Task statement
For the entries below, repeat exactly each line starting with the one that contains "PR #371, opened 2024-06-25" and going on through the one that contains "one and two.", and no others.

Excerpts from a dataset
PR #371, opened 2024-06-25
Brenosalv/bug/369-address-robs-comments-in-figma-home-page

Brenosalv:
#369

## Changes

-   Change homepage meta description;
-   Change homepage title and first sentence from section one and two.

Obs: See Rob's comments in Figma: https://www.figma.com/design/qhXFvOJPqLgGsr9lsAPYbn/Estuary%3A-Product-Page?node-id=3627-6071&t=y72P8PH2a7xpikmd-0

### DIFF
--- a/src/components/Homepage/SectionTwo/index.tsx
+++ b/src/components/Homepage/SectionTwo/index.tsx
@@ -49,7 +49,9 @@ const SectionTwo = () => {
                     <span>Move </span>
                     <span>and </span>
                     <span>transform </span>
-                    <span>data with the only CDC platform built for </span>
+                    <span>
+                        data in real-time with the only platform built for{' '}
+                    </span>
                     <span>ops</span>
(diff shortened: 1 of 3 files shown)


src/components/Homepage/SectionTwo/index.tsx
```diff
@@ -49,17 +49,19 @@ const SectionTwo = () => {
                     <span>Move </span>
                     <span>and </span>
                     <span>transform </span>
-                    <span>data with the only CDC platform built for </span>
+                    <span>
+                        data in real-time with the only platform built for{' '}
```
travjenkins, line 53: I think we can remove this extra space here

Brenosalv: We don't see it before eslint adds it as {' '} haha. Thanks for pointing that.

---

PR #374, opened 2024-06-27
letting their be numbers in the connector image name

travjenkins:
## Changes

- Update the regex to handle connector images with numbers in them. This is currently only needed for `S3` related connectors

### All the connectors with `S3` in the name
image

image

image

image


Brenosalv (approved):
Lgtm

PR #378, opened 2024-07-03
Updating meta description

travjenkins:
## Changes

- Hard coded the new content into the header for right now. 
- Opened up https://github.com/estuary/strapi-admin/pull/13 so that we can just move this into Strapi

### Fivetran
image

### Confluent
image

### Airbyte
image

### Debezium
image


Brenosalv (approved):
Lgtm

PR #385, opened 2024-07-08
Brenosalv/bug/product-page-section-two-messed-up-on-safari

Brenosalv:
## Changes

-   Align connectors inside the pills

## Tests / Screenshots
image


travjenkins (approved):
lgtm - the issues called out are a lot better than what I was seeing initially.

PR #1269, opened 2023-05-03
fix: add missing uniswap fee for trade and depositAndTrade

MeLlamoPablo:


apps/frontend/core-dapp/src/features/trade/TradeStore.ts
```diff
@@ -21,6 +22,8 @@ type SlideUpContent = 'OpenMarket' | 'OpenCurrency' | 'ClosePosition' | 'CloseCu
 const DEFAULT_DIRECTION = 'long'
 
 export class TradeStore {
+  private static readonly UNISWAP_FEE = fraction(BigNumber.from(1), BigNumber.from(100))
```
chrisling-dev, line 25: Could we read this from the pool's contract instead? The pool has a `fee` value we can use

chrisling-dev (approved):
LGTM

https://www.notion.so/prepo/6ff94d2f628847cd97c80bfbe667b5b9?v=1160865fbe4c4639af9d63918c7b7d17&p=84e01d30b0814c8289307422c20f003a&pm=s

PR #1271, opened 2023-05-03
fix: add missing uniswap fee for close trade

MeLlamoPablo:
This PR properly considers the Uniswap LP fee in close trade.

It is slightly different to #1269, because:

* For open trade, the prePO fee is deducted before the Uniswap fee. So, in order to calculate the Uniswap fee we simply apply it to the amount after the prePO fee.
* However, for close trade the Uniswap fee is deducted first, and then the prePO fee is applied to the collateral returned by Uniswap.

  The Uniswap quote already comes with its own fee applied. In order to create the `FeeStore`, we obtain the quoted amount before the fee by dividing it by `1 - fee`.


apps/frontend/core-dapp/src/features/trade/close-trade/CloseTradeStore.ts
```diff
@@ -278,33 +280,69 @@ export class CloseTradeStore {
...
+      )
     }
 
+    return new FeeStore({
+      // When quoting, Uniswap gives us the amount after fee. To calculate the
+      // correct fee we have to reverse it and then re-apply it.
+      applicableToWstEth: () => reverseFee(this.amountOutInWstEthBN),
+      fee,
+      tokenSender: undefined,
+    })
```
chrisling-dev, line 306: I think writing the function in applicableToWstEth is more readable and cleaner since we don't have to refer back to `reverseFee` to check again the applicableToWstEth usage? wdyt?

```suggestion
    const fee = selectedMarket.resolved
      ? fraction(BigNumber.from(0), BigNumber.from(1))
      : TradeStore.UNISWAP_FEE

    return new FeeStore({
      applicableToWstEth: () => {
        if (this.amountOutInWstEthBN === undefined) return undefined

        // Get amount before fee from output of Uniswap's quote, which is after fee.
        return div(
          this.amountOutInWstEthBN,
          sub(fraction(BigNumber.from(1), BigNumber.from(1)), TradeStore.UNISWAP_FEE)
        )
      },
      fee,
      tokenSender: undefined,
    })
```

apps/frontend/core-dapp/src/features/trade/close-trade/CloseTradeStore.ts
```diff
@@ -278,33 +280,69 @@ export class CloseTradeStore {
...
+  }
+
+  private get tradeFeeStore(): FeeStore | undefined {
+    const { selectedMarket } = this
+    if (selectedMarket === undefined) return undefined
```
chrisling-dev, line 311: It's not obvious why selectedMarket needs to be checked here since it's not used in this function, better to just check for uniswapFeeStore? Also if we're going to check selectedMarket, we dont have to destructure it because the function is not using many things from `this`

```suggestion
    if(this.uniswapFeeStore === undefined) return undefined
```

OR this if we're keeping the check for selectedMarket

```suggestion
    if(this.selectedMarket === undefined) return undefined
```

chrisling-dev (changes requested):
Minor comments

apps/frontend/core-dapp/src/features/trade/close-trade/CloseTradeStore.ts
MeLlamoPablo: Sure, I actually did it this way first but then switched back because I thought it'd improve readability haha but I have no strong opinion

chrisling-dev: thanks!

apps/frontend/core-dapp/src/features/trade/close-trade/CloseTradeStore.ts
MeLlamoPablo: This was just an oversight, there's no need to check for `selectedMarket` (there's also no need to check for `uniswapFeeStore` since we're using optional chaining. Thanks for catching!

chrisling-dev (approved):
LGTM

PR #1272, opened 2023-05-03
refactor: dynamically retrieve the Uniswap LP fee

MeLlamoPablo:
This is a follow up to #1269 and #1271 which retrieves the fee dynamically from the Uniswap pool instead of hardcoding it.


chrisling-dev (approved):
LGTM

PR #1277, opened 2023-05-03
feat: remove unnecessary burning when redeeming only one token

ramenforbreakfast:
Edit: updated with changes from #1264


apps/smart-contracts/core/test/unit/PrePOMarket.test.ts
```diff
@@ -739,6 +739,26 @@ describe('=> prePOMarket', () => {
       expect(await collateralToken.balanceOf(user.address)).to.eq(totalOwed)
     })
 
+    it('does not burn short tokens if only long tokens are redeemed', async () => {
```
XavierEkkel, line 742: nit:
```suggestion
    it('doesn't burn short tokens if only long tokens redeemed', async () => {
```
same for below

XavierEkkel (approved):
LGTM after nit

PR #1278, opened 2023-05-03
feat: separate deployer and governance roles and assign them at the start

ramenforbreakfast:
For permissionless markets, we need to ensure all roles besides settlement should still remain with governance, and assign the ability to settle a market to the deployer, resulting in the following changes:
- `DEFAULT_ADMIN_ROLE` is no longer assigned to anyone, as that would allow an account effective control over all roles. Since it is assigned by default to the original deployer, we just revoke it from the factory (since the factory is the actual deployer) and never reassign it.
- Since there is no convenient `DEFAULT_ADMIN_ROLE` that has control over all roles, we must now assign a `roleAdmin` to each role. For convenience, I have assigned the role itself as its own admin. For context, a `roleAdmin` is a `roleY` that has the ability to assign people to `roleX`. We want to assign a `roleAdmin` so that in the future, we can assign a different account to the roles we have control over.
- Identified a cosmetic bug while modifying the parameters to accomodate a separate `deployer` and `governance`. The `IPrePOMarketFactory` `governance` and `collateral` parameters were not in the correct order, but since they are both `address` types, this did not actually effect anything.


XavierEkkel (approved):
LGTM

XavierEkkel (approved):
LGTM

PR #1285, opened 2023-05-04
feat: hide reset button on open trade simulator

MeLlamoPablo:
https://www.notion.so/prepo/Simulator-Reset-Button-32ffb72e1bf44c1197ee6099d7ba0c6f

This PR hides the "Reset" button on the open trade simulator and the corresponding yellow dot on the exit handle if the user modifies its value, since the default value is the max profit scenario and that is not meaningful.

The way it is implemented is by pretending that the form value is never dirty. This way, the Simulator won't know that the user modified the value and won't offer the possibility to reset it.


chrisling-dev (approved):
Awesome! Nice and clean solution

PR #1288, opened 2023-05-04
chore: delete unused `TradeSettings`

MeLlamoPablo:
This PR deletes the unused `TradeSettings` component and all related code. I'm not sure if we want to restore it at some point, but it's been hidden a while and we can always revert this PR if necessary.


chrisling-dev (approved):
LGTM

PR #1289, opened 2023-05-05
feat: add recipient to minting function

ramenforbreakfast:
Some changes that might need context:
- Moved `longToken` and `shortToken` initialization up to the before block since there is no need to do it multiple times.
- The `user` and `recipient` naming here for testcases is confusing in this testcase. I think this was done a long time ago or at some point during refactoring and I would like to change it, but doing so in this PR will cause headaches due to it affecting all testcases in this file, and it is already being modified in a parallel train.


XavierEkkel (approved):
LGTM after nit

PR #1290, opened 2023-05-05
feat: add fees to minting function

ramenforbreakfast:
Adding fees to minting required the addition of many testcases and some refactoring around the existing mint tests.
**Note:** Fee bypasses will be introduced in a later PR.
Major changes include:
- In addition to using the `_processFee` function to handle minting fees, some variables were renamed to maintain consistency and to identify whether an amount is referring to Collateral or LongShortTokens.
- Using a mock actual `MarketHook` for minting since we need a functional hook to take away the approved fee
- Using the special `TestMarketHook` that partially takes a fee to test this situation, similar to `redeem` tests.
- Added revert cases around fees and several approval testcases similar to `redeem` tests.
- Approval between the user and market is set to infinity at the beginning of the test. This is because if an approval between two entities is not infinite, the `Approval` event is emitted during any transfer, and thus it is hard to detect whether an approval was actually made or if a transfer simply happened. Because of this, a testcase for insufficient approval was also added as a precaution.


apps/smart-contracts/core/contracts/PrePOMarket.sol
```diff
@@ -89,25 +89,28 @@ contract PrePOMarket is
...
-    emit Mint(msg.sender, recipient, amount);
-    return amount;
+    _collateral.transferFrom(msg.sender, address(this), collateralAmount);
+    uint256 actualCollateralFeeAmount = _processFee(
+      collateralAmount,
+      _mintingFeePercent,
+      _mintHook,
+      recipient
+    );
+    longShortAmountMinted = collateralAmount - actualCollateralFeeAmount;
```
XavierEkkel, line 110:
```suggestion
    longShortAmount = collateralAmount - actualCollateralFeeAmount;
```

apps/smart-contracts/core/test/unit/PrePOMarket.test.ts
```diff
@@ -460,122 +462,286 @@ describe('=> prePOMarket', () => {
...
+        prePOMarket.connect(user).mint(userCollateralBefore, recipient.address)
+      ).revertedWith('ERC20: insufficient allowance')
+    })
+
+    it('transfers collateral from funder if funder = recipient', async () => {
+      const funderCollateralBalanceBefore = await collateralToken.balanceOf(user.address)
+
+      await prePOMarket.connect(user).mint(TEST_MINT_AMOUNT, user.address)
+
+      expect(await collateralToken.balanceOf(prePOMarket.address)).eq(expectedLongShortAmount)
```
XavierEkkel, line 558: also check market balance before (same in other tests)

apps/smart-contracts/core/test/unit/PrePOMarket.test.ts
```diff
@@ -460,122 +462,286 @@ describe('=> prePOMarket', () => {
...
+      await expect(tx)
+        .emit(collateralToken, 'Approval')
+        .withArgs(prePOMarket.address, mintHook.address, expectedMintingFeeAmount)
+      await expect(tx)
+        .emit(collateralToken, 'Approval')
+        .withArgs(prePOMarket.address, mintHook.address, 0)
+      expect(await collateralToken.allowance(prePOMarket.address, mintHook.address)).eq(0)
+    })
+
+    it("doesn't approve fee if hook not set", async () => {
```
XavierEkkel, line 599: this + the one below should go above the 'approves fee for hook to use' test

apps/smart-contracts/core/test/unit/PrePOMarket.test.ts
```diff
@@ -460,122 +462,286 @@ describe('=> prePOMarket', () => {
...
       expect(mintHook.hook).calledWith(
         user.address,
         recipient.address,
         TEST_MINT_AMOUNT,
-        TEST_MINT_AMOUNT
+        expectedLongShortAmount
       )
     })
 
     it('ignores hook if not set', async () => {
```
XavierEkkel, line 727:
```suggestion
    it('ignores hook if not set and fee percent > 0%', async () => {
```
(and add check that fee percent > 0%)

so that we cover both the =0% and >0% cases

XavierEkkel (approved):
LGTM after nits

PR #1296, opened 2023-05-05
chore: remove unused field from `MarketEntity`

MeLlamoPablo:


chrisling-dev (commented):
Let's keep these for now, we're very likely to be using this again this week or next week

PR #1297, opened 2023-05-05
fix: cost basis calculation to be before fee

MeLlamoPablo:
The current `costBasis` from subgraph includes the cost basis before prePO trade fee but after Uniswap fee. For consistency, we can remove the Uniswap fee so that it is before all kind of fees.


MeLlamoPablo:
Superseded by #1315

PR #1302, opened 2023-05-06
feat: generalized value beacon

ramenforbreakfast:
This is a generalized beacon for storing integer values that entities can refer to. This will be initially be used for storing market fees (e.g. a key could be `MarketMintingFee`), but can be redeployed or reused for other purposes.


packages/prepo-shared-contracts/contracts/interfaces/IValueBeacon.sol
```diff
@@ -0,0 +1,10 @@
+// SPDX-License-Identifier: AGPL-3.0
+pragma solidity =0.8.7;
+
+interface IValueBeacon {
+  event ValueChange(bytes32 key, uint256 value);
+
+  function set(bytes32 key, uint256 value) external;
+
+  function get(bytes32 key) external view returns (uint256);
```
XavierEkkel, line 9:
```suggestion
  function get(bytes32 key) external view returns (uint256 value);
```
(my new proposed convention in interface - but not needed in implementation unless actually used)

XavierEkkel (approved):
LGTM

The completed task
PR #371, opened 2024-06-25
Brenosalv/bug/369-address-robs-comments-in-figma-home-page

Brenosalv:
#369

## Changes

-   Change homepage meta description;
-   Change homepage title and first sentence from section one and two.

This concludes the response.